I saw today that The Essential Blender, the Foundation’s official getting started book that I was fortunate enough to spearhead and edit a long time ago, is still selling on Amazon. In fact, it was #38 in the 3D Graphics category. I also noticed several reviews from the past year in which the people who got the book just trashed it and Blender.
Now, I’m a free market person. I believe that consumers should take responsibility for their purchases. How anyone could go on Amazon, with its copious publication information, recommendation system and reviews, and buy The Essential Blender today is completely beyond me. It was published almost five years ago, which is an eternity in the world of software. Recent reviews indicate clearly that the book is out of date. And yet, people continue to buy it.

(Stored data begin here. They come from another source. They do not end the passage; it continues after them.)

PR #2133, opened 2024-11-08
Add jvm prop settings to example yml file

kanderson250:
Updates the sample yml file with `send_jvm_props` and `obfuscate_jvm_props`

### DIFF
--- a/newrelic-agent/src/main/resources/newrelic.yml
+++ b/newrelic-agent/src/main/resources/newrelic.yml
@@ -356,6 +356,24 @@ common: &default_settings
     # the regex if you have more complex start head elements (attributes for example). The defined pattern is case-insensitive.
     tag_lib_head_pattern: '<head>'
 
+  # By default, the agent sends JVM input arguments to New Relic, where they are visible as Environment data.
+  # Set to false to disable the sending of JVM props.
+  send_jvm_props: true
+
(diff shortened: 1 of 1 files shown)


newrelic-agent/src/main/resources/newrelic.yml
```diff
@@ -356,6 +356,24 @@ common: &default_settings
...
+  # Available since agent 8.16.0.
+  obfuscate_jvm_props:
+    #To disable this feature, and send all JVM props unobfuscated, set enabled to false. The default is true.
+    #enabled: true
+
+    # A comma separated list of JVM property names whose values should be sent to New Relic unobfuscated.
+    #allow: -Dsend.this.prop, -Dsend.this.prop.and.children*
+
+    # A comma separated list of JVM property names whose values should be sent to New Relic obfuscated.
+    #block: -Dhide.this.prop, -Xthis.one.too
```
jasonjkeller, line 375: Can you remove the dummy values from these configs and just leave them empty like below? We don't want to add any dummy values to the actual config file that customers will download, examples like that should only be included in documentation.

```
    # A comma separated list of JVM property names whose values should be sent to New Relic unobfuscated.
    #allow:

    # A comma separated list of JVM property names whose values should be sent to New Relic obfuscated.
    #block:
```

jasonjkeller (changes requested):

jasonjkeller (approved):

Issue #2186, opened 2024-12-27
Add metrics for relationship synthesis on kafka-clients-node instrumentation


meiao:
### Description
The original Kafka instrumentation, recorded the following metrics, that are used for relationship synthesis.

```
MessageBroker/Kafka/Nodes/<broker>
MessageBroker/Kafka/Nodes/<broker>/Produce/<topic>
MessageBroker/Kafka/Nodes/<broker>/Consume/<topic>
```

PR #2195, opened 2025-01-10
kafka-clients-metrics: Refactor node topic metrics

meiao:
## Overview
The previous code executed more verifications than needed for its functionality, it also stored duplicate data for those verifications. This PR simplifies the implementation by reducing the number of verifications and data stored.

## Functionality

The functionality being altered is to generate metrics (or event attributes) with the format:

1. MessageBroker/Kafka/Nodes/<node>
2. MessageBroker/Kafka/Nodes/<node>/<Produce|Consume>/<topic>

For each node a client connects to, a metric of the first format will be created. Then for the cartesian product of the sets of node x topic, a metric of the second format will be created.

So, for a producer client connecting  to nodes (n1, n2) and producing for the topics (t1, t2), the following metrics will be created:
- MessageBroker/Kafka/Nodes/n1
- MessageBroker/Kafka/Nodes/n1/Produce/t1
- MessageBroker/Kafka/Nodes/n1/Produce/t2
- MessageBroker/Kafka/Nodes/n2
- MessageBroker/Kafka/Nodes/n2/Produce/t1
- MessageBroker/Kafka/Nodes/n2/Produce/t2

## Current implementation
For each Kafka client, a `NewRelicMetricsReporter` is instantiated. On its constructor, it creates a map with one `NodeMetricNames` (value) for each node (key) a client connects to. (The key is never used anywhere in the code. All references for this map have a `.value()` call after it).
When `NodeMetricNames` is instantiated, it creates a metric with format 1 for its node.
When a metric is registered on `NewRelicMetricsReporter`, if it has a topic, iterate thru the `NodeMetricNames` registering that topic.
In `NodeMetricNames` if the topic was not seen before, create a metric name (and an event attribute) with the format 2 and mark the topic as seen.

So for each topic, `<node count>` checks are made to create the metric with format 2, also `<node count>` sets are kept to keep the seen topics. Since a new topic will be added to all nodes, there is no reason to make the check for each node, nor keep a set of topics for each node.

Another difference of the new implementation is that it only keeps metric names or event attribute labels instead of both. Since for an agent run only one of either will ever be used, this will save a little memory.

## New implementation
A new class `NodeTopicRegistry` was created. It's functionality is similar to `NodeMetricNames`, but the newer keeps track of all nodes and topics, so only one instance of it is created for each `NewRelicMetricsReporter`.
When `NodeTopicRegistry` is instantiated, it receives all the nodes the Kafka client connects to, and creates all the metric names of format 1.
When a metric is registered with the `NewRelicMetricsReporter`, it will be passed to the `NodeTopicRegistry` and if that topic was not seen before, new metrics of format 2 will be created with the new topic for each node.

So only one check for each topic is done, as well as only one collection of seen topics is kept.

## Related Github Issue
This change was made while adding the same functionality for the `kafka-clients-node-metrics-x.y` (#2186)

### DIFF
--- a/instrumentation/kafka-clients-metrics-3.0.0/src/main/java/com/nr/instrumentation/kafka/NodeTopicRegistry.java
+++ b/instrumentation/kafka-clients-metrics-3.0.0/src/main/java/com/nr/instrumentation/kafka/NodeTopicRegistry.java
@@ -1,0 +1,92 @@
+/*
+ *
+ *  * Copyright 2025 New Relic Corporation. All rights reserved.
+ *  * SPDX-License-Identifier: Apache-2.0
+ *
+ */
+
+package com.nr.instrumentation.kafka;
+
+import org.apache.kafka.common.Node;
+import org.apache.kafka.common.metrics.KafkaMetric;
+
+import java.util.Collection;
+import java.util.HashSet;
+import java.util.Set;
+import java.util.concurrent.ConcurrentHashMap;
+
+import static com.nr.instrumentation.kafka.MetricsConstants.NODE_PREFIX;
+
+/**
+ * This class is used to track all the metric names that are related to a specific node:
+ *
+ * - MessageBroker/Kafka/Nodes/host:port
+ * - MessageBroker/Kafka/Nodes/host:port/Consume/topicName
+ * - MessageBroker/Kafka/Nodes/host:port/Produce/topicName
+ *
+ * At initialization time we only have the node and the mode (is this a metrics reporter
+ * for a Kafka consumer or for a Kafka producer?).
+ *
+ * Then, as topics are discovered through the metricChange method, the topic metric names are
+ * generated. This is the best way we have to get track of the topics since they're not
+ * available when the KafkaConsumer/KafkaProducer is initialized.
+ *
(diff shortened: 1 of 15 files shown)


instrumentation/kafka-clients-metrics-3.0.0/src/main/java/com/nr/instrumentation/kafka/NodeTopicRegistry.java
```diff
@@ -0,0 +1,92 @@
...
+ * Alternatively we could get the topics from the records in KafkaProducer.doSend or
+ * KafkaConsumer.poll, and call NewRelicMetricsReporter.addTopicToNodeMetrics from there.
+ * This approach would have a small impact in performance, and getting the topics from the
+ * KafkaMetrics is a good enough solution.
+ */
+public class NodeTopicRegistry {
+    private final Set<String> recordedTopics = ConcurrentHashMap.newKeySet();
+    // contains the registered metric or event names, according to config
+    private final Set<String> convertedNames = ConcurrentHashMap.newKeySet();
+    private final Set<String> nodes = new HashSet<>();
```
meiao, line 49: This field is not altered after the constructor, so not bothering to add concurrency control to it.

jasonjkeller (approved):
Looks good!

PR #2199, opened 2025-01-13
Instrumentation module for Struts2 v6.7.0

### LINKED ISSUE #2158: Implement Struts 2.0 module that supports struts-core-6.7.0+
### Description
The current struts 2.0 module fails verification against `struts-core-6.7.0`:

`WeaveViolation{type=METHOD_INDIRECT_INTERFACE_WEAVE, clazz=com/opensymphony/xwork2/ActionProxy, method=execute()Ljava/lang/String;}`

jtduffy:
### Overview
New module to support Struts2 v6.7.0 and greater. Mainly package name refactoring in Struts2.

### Related Github Issue
Resolves #2158


settings.gradle
```diff
@@ -108,6 +108,7 @@ include 'instrumentation:apache-pekko-http-2.13_1'
 include 'instrumentation:apache-pekko-http-3_1'
 include 'instrumentation:apache-pekko-http-core-2.13_1'
 include 'instrumentation:apache-struts-2.0'
+include 'instrumentation:apache-struts-2.0_6.7.0'
```
meiao, line 111: any reason to not name this module `apache-struts-6.7.0`?

jtduffy: Only because we named the original module `apache-struts-2.0` (which was my mistake).

I'm actually fine renaming this module and the original struts2 module if everyone else is ok with it.

Issue #2036, opened 2024-09-03
Out of the box DT for SQS


kford-newrelic:
## Is your feature request related to a problem? Please describe.
Would it be possible for the Java Agent to provide support for Distributed Tracing for SQS out of the box?
Customer has described 2 use cases:

1. Simple SQS – I’ve seen a few of our services enqueue message in SQS because of an incoming source HTTP request.  Today, when we pull down the SQS message, it’s not linked to the source HTTP request, which could be helpful.
2. SNS to SQS Subscriptions – A for more common pattern, at least specific to my team, is that we have async services that are interconnected to each other via SNS topics that broadcast out to a set of SQS queues.  Because my team uses this pattern so much, I’m manually writing logic to inject the NR transaction headers into the SNS topic and then reinsert them into the destination service that continues processing the request.

## Feature Description
Distributed Tracing supported across SQS & SNS as described above.

Note : During initial spiking, we should consider other potential scenarios above/beyond those above.

## Describe Alternatives
N/A

## Additional context
N/A

## Priority
Please help us better understand this feature request by choosing a priority from the following options: 
[Really Want]

kford-newrelic:
There may be an agent extension available from the NR Labs team that can serve as a starting point

elucus:
NR Labs version: https://github.com/newrelic-experimental/newrelic-java-aws-sqs

obenkenobi:
It is possible for us to set up distributed tracing for producers where we add new message attributes. For consumers on the other hand it is not possible due to how the SDK works. Whenever we receive messages, it is in bulk. If the `recieveMessage` gives us 1 message from one app but another from a different app, we can only pick one to accept as the parent app. This is fundamental to how distributed tracing works.

obenkenobi:
This is a similar issue faced with our Kafka instrumentation. So the solution to only add out of the box DT for producers replicates an existing pattern.

obenkenobi:
In contrast, NR Lab's approach adds DT for consumers, however it accepts every message's inbound headers and only assumes one entity is producing to a queue. 

However, since you receive more than one message using the sdk, if one or more message comes from two different New Relic entities, only one parent entity will be linked leading to the other(s) not to be linked for a certain trace. In that scenario, manual instrumentation is preferred.

obenkenobi:
Another update, our decision is to support out of the box DT for producers but not for consumers.

PR #2204, opened 2025-01-15
Sqs distributed trace

obenkenobi:
### Overview
Adds distributed trace headers as message attributes for SQS send operations.

### Related Github Issue
https://github.com/newrelic/newrelic-java-agent/issues/2036


obenkenobi:
Class loading errors in instrumentation tests forced me to use inner classes for DT Header classes

instrumentation/aws-java-sdk-sqs-1.10.44/build.gradle
```diff
@@ -8,7 +8,8 @@ dependencies {
 
 
 jar {
-    manifest { attributes 'Implementation-Title': 'com.newrelic.instrumentation.aws-java-sdk-sqs-1.10.44' }
+    manifest { attributes 'Implementation-Title': 'com.newrelic.instrumentation.aws-java-sdk-sqs-spans-1.10.44', 'Enabled': 'false',
```
meiao, line 11: instead of disabling the module by default, why not add a config to enable adding the headers?

instrumentation/aws-java-sdk-sqs-1.10.44/src/main/java/com/amazonaws/services/sqs/AmazonSQS_Instrumentation.java
```diff
@@ -7,42 +7,191 @@
...
+                    if(dataType.equalsIgnoreCase("String")) {
+                        String stringValue = value.getStringValue();
+                        if(stringValue != null) return stringValue;
+                    }
+                }
+            }
+            return null;
+        }
+        @Override
+        public Collection<String> getHeaders(String name) {
```
meiao, line 161: Same thing about `Collections` here.

instrumentation/aws-java-sdk-sqs-2.1.0/src/main/java/software/amazon/awssdk/services/sqs/DefaultSqsClient_Instrumentation.java
```diff
@@ -7,43 +7,259 @@
...
         NewRelic.getAgent().getTracedMethod().reportAsExternal(messageConsumeParameters);
+
         return Weaver.callOriginal();
     }
+
+    /*
+     * Headers are used as inner classes to avoid class loading errors when running instrumentation tests
+     * */
+
+    public class SQSRequestHeaders implements Headers {
```
meiao, line 84: Move this inner class to its own file and use the same on the async client.

meiao (changes requested):

instrumentation/aws-java-sdk-sqs-2.1.0/src/main/java/software/amazon/awssdk/services/sqs/DefaultSqsAsyncClient_Instrumentation.java
```diff
@@ -74,8 +103,195 @@ public CompletableFuture<ReceiveMessageResponse> receiveMessage(ReceiveMessageRe
...
+        }
+
+        @Override
+        public String getHeader(String name) {
+            Map<String, MessageAttributeValue> messageAttributes = request.messageAttributes();
+            if(messageAttributes != null) {
+                MessageAttributeValue value = messageAttributes.get(name);
+                if (value != null && value.dataType().equalsIgnoreCase("string")) {
+                    String valueString = value.stringValue();
+                    if (valueString != null) {
```
meiao, line 136: This if check is redundant. If valueString is null, the method will return null anyway.

instrumentation/aws-java-sdk-sqs-2.1.0/src/main/java/software/amazon/awssdk/services/sqs/DefaultSqsAsyncClient_Instrumentation.java
```diff
@@ -74,8 +103,195 @@ public CompletableFuture<ReceiveMessageResponse> receiveMessage(ReceiveMessageRe
...
+        @Override
+        public String getHeader(String name) {
+            Map<String, MessageAttributeValue> attributes = requestEntry.messageAttributes();
+            if(attributes != null) {
+                MessageAttributeValue value = attributes.get(name);
+                if(value != null) {
+                    String dataType = value.dataType();
+                    if(dataType.equalsIgnoreCase("String")) {
+                        String stringValue = value.stringValue();
+                        if(stringValue != null) return stringValue;
```
meiao, line 225: Same redundant null check.

instrumentation/aws-java-sdk-sqs-1.10.44/build.gradle
obenkenobi: This is the existing SQS instrumentation. Disabling would break customer dashboards

instrumentation/aws-java-sdk-sqs-2.1.0/src/main/java/software/amazon/awssdk/services/sqs/DefaultSqsClient_Instrumentation.java
obenkenobi: Problem here is when I did that, I got class-loading errors when running instrumentation tests. I suspect its some magic the SDK is using with classloaders that did not mesh well with the agent. This was the one way I got it to work.

instrumentation/aws-java-sdk-sqs-1.10.44/build.gradle
meiao: Indeed, that is why I am recommending not disabling it by default, which your PR does.

instrumentation/aws-java-sdk-sqs-2.1.0/src/main/java/software/amazon/awssdk/services/sqs/DefaultSqsClient_Instrumentation.java
meiao: You need to add the package that has the header classes to the @InstrumentationTestConfig
In this case it would look like:
```
@InstrumentationTestConfig(includePrefixes = { "software.amazon.awssdk.services.sqs", "com.newrelic.utils" }, configName = "dt_enabled.yml")
```

instrumentation/aws-java-sdk-sqs-1.10.44/build.gradle
meiao: Also, I hadn't noticed, but you added spans to the module name.

instrumentation/aws-java-sdk-sqs-2.1.0/src/main/java/software/amazon/awssdk/services/sqs/DefaultSqsAsyncClient_Instrumentation.java
obenkenobi: Removed the null check

instrumentation/aws-java-sdk-sqs-2.1.0/src/main/java/software/amazon/awssdk/services/sqs/DefaultSqsAsyncClient_Instrumentation.java
obenkenobi: Removed the null check

instrumentation/aws-java-sdk-sqs-2.1.0/src/main/java/software/amazon/awssdk/services/sqs/DefaultSqsClient_Instrumentation.java
obenkenobi: Moved the header classes

obenkenobi: Thanks for the suggestion. I moved the header classes and the tests pass now.

meiao (approved):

A simple search on Amazon (or even teh Googles) would have shown them that there are more recent and almost certainly better alternatives (and not just my Blender Foundations). In that sense, maybe the people who are still buying it are a self-selecting low functioning group that are probably doomed to fail at 3D animation anyway. I mean, if you can’t do some basic research on the web before dropping your $25-$40, how well are you really going to be able to handle a full featured 3D animation system?
On the other hand, I think that the Foundation should work with No Starch Press (the publisher) to yank the book. I believe that it is irresponsible to continue to sell a product that is ridiculously out of date. As much love as I have in my heart for that book, it should be in the remainders bin at a discount/left overs type store, selling for $4. Furthermore, by reading the most recent reviews it appears that they are shipping the version of the book that had printing problems. The Foundation never publicly acknowledged it as such (to my knowledge), but one of the printings of the book had serious imaging issues and should never have been shipped. From the reviews, it appears that the publisher is shipping them now. If you ordered one of these books recently and the printing is bad (images unreadable/smudged), I urge you to attempt to return it under the grounds of defective product. As someone who worked in commercial printing for almost a decade, that kind of product should be considered unacceptable. To knowingly sell it as such is… less than upstanding in my opinion.
Of course, this may not even be the Foundation’s call. No Starch Press may have the right to list that book into perpetuity and sell it down to the last shredded cover, fifteen years from now. I certainly hope not, because it pains me to know that when someone buys that book and has a bad experience with it, they now associate myself, the Foundation and Blender with that bad experience.
In any case, maybe this post will show up on someone’s Google search if they are thinking of buying the book and will steer them in the right direction.